Scene 1: there is more than one standard 场景 1:标准不止一个

ActivityPub servers authenticate each other with HTTP signatures. Except there isn’t one signature spec. Most of the fediverse runs on draft-cavage-http-signatures-12, an expired draft that never became a standard. The actual standard exists too: RFC 9421, HTTP Message Signatures. The problem is that you can’t know which one a given server accepts until you try. A real-world implementation therefore has to sign with one spec, see whether it gets rejected, re-sign with the other, and remember per server which one worked so it can skip the dance next time. The fediverse calls this double-knocking. Yes, you get to implement it yourself. ActivityPub 服务器通过 HTTP 签名相互验证。但问题是,签名规范不止一个。大部分联邦宇宙运行在 draft-cavage-http-signatures-12 上,这是一个从未成为正式标准的过期草案。而真正的标准是 RFC 9421(HTTP 消息签名)。问题在于,在尝试之前,你无法知道对方服务器接受哪一种。因此,实际的实现必须先用一种规范签名,如果被拒绝,再用另一种重新签名,并记住每个服务器适用的规范,以便下次跳过这个过程。联邦宇宙称之为“双重敲门”(double-knocking)。没错,你得自己实现它。
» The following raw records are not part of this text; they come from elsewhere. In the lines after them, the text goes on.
PR #445, opened 2024-01-17
add example for a string of XmCosy+ RGBW patio string lights

bikerglen:
I have some XMCosy+ RGBW patio string lights that permit the colors of each bulb to be set individually and independently of each other. This example takes a list of colors and assigns them to the bulbs in the string sequentially. The code encodes the list of colors into a string that can be sent to the bulbs using the set_value function with an index of 102. I've tested this with both a set of 15 patio string lights and a string of 6 flood lights. Both use Tuya controllers and are manufactured by the Shenzhen Bling Lighting Technology Company Limited. Index 102 is likely the mechanism used by the "DIY" mode's preview button in the Smart Life app.

### DIFF
--- a/examples/Contrib/XmCosyStringLight-example.py
+++ b/examples/Contrib/XmCosyStringLight-example.py
@@ -1,0 +1,113 @@
+# Works with XmCosy+ RGBW string lights.
+# Model # DMD-045-W3
+# FCC ID: 2AI5T-DMD-045-W3
+# Amazon SKU: B0B5D643VV
+#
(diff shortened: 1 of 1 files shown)


jasonacox:
Nice stand-alone example for the Tuya device Contrib repo. Thanks for the addition, @bikerglen !  🙏

bikerglen:
No problem. I just noticed I hard coded the number of colors in the chase to 6 in the for loop at the very end of main. I need to replace the 6 with a len(colors) and the 5-i with len(colors)-1-i on lines 110 and 111. I'll try to get a fix in tomorrow night after work.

Scene 2: one document, many shapes 场景 2:一份文档,多种形态

ActivityPub’s wire format is JSON-LD, and in JSON-LD the same document can take many shapes. Your parser has to accept every combination, and which one arrives depends on the sender’s implementation. The spec-compliant answer is to normalize every document with a JSON-LD processor, expansion followed by compaction. In practice many implementations treat it all as “just JSON” and quietly break on whatever shape some server happens to emit. Either way, you end up with defensive code smeared across the whole codebase: is this a string? An array? An object? A URI I have to fetch? ActivityPub 的传输格式是 JSON-LD,而在 JSON-LD 中,同一份文档可以有多种形态。你的解析器必须接受所有组合,而具体收到哪种形态取决于发送方的实现。符合规范的做法是使用 JSON-LD 处理器对每份文档进行规范化(先展开再压缩)。但在实践中,许多实现只是将其视为“普通 JSON”,一旦遇到某种服务器发出的特殊形态就会静默崩溃。无论哪种方式,你最终都会在整个代码库中充斥着防御性代码:这是一个字符串吗?是一个数组吗?是一个对象吗?还是我需要获取的 URI?
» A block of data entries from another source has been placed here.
PR #446, opened 2024-01-17
fix chase when the number of colors in the colors list is not exactly six

bikerglen:
I fixed (and tested) the xmcosy string light chase sequence code to work with numbers of colors besides just six.


jasonacox:
Thanks @bikerglen !

PR #451, opened 2024-01-29
Adding support for Presence Detector Device

mrioan:
This is the device: https://www.amazon.com/gp/product/B0BZCRNY14


jasonacox:
Hi @mrioan - Great addition and nice code.

Thanks for contributing to the project! 🙏

PR #468, opened 2024-02-24
Our purpose needs custom port + reduce delay when connection

unit-404:
When trying to use port attribute, we have huge delay due connection attempts. So, I propose to add port argument for direct connection to device by routers NAT's (custom port forwarding). 

(Sorry for my bad English).


jasonacox:
Thanks @unit-404 !  🙏  That's an interesting use case. I suspect not many will need it but it is a good enhancement. 

This will be included in v1.13.2.

PR #491, opened 2024-05-06
README:  Warn users about use of guest accounts

Hello1024:
Warn users against using guest accounts in the Smart Life App.

They can't be paired with Tuya's IOT platform, and attempting to pair them causes the guest account to be deleted and all paired devices forgotten, which can be a pain if you've already set everything up.


jasonacox:
Thanks for the doc update, @Hello1024 .Hopefully this will help others. 🙏

PR #502, opened 2024-05-26
Add CLI Support for pipx

### LINKED ISSUE #500: Allow to run with `pipx`
I don't know what it takes to make it work better with `pipx`, but it would be super nice if possible.

```console
$ docker run --rm -it ubuntu
$ apt-get update && DEBIAN_FRONTEND=noninteractive apt-get install -y --no-install-recommends pipx
$ pipx install tinytuya
Note: Dependent package 'charset-normalizer' contains 1 apps
  - normalizer

No apps associated with package tinytuya. Try again with '--include-deps' to include apps of dependent packages, which are listed above. If you are attempting to
install a library, pipx should not be used. Consider using pip or a similar tool instead.
```

I am no Python expert. Maybe you just need to declare the tinytuya executable/binary in some manifest? Also, not sure about this "normalizer" thing.

jasonacox:
## v1.13.3

* Add support for `pipx install tinytuya` as raised by @felipecrs in https://github.com/jasonacox/tinytuya/issues/500 allowing for easier CLI use.
* Possible breaking change: Running `tinytuya` by itself will now produce a "Usage" page instead of running a scan.  Use `tinytuya scan` or `python -m tinytuya scan`.

Closes #500


uzlonewolf:
Here's the one I've been working on: https://github.com/uzlonewolf/tinytuya/tree/argparse

jasonacox:
We can focus on https://github.com/jasonacox/tinytuya/pull/503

Scene 3: the zombie post 场景 3:僵尸帖子

A user publishes a post, spots a typo, and deletes it right away. Your server sends a Create, then a Delete. Thanks to network weather, some receiving server gets the Delete first and the Create second. It ignores the deletion of a post that doesn’t exist yet, then dutifully processes the creation of a post that was already deleted. That post now lives on that server forever, while its author believes it’s gone. 用户发布了一条帖子,发现有错别字,于是立即将其删除。你的服务器发送了一个 Create(创建)活动,接着发送了一个 Delete(删除)活动。由于网络状况,某些接收服务器先收到了 Delete,后收到了 Create。它忽略了对尚未存在的帖子的删除操作,然后忠实地处理了那个已经被删除的帖子的创建操作。于是,那条帖子就永远留在了那台服务器上,而作者却以为它已经消失了。